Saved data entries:
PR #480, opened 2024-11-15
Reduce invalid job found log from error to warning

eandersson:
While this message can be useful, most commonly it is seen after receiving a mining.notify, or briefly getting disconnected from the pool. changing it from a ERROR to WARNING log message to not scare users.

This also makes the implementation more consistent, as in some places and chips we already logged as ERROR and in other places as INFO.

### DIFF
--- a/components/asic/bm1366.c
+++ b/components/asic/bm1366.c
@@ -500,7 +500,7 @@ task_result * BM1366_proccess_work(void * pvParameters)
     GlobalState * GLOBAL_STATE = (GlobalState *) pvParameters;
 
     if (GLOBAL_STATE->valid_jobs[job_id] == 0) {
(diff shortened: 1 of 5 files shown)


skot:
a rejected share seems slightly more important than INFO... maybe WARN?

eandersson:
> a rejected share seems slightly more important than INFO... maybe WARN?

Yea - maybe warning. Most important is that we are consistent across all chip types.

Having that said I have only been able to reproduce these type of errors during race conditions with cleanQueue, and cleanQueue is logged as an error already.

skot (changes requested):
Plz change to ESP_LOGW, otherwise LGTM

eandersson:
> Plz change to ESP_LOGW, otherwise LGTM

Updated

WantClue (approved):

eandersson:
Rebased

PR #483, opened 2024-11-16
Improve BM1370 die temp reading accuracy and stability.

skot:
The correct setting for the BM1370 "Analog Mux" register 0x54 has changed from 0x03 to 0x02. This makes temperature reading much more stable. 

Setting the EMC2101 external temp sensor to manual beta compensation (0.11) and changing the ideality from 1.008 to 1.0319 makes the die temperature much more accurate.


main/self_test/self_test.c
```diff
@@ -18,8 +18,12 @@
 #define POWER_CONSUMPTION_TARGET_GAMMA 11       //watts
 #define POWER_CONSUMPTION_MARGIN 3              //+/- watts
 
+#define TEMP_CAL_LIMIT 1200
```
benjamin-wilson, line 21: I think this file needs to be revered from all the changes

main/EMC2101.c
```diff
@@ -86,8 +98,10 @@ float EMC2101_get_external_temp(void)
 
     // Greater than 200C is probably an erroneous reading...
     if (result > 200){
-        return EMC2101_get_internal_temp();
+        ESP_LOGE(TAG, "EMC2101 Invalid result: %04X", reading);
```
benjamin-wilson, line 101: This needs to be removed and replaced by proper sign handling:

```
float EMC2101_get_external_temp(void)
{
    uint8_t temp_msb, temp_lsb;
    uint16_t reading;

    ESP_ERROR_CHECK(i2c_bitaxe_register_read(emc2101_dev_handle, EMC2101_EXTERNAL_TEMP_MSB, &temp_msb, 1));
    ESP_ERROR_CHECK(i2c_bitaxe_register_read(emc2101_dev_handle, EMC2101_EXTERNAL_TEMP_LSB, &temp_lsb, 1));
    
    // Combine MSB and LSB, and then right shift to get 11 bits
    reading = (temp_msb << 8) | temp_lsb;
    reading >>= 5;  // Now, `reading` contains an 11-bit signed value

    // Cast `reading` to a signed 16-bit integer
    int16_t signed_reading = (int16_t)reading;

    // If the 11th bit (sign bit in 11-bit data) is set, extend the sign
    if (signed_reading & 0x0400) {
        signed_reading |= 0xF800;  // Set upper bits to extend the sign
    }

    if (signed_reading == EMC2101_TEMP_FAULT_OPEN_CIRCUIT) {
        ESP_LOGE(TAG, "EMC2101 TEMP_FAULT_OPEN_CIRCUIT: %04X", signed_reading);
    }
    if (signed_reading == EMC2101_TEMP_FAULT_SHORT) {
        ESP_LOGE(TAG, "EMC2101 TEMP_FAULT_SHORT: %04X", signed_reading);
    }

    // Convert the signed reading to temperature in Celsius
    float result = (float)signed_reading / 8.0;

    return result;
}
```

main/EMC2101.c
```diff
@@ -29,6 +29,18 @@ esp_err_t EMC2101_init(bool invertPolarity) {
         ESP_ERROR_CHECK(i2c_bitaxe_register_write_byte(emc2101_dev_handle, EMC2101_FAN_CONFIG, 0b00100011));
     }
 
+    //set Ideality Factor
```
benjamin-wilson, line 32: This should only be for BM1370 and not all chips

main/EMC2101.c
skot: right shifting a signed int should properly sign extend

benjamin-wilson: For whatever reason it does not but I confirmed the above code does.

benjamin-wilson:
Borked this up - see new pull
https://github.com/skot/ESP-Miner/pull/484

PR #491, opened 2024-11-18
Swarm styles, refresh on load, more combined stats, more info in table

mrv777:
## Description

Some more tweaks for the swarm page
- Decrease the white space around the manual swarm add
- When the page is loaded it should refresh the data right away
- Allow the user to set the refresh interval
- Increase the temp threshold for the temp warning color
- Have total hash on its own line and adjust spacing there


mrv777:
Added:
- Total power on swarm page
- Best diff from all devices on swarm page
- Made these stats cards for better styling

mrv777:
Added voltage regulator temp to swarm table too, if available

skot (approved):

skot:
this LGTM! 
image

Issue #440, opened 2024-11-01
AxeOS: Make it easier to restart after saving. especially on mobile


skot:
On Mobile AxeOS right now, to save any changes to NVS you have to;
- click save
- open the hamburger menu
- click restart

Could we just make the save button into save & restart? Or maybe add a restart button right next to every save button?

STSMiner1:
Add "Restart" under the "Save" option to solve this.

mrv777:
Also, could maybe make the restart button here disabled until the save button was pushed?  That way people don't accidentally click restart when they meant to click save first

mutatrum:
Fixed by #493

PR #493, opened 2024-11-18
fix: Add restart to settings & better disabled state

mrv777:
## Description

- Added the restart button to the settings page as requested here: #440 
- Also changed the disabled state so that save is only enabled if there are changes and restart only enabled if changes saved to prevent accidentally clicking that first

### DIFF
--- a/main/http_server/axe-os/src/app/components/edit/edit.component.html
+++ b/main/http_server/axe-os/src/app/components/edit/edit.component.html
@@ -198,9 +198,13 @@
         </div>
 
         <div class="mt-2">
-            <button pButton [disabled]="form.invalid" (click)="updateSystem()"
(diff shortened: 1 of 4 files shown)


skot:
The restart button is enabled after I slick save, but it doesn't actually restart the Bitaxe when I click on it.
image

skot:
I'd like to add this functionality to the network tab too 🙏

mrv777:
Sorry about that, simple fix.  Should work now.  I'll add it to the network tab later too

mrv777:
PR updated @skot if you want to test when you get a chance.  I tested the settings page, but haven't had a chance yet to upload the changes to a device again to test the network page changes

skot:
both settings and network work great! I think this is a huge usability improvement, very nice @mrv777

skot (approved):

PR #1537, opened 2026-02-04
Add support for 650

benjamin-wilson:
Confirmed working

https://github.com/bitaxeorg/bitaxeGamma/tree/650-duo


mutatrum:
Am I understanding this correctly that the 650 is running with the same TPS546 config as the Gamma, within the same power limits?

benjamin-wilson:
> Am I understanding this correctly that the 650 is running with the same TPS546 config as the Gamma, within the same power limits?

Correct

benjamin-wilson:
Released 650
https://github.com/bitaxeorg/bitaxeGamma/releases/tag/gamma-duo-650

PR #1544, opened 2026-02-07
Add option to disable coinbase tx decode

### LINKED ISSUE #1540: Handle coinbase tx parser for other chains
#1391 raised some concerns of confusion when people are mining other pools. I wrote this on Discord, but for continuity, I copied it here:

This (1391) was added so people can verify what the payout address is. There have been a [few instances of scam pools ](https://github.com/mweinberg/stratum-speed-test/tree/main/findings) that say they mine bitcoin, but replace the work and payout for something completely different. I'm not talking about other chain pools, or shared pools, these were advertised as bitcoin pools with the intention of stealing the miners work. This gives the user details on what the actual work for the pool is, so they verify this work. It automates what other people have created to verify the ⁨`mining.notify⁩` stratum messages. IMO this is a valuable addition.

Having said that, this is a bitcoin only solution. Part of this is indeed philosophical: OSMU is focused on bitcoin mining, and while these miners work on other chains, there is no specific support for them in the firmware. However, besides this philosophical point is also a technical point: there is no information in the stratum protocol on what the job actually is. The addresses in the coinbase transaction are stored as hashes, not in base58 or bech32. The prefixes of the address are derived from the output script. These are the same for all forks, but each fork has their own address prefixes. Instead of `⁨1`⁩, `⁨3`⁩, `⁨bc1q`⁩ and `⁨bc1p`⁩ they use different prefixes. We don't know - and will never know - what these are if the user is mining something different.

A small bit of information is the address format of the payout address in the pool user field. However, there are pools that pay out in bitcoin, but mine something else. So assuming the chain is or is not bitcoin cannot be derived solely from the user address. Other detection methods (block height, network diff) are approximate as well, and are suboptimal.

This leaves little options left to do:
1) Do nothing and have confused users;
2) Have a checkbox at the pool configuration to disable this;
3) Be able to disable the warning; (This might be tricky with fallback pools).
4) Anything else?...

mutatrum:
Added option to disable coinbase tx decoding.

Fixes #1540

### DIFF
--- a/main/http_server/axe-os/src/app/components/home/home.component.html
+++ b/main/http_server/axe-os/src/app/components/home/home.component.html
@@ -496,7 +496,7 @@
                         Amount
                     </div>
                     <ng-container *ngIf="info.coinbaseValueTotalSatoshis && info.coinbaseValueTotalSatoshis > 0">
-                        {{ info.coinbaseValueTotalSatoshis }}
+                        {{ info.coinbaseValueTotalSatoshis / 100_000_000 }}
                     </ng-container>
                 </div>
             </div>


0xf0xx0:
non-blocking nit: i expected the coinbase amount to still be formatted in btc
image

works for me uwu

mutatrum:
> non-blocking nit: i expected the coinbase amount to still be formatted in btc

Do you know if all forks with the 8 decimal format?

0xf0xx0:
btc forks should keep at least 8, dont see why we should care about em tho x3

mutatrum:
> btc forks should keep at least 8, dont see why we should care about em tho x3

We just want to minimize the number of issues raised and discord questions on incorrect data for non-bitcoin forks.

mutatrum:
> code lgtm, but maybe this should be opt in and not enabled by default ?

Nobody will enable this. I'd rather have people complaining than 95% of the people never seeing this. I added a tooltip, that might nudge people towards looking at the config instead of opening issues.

> _Task to complete_
Collect every line above that contains the word "watts".

> _Result_
 #define POWER_CONSUMPTION_TARGET_GAMMA 11       //watts
 #define POWER_CONSUMPTION_MARGIN 3              //+/- watts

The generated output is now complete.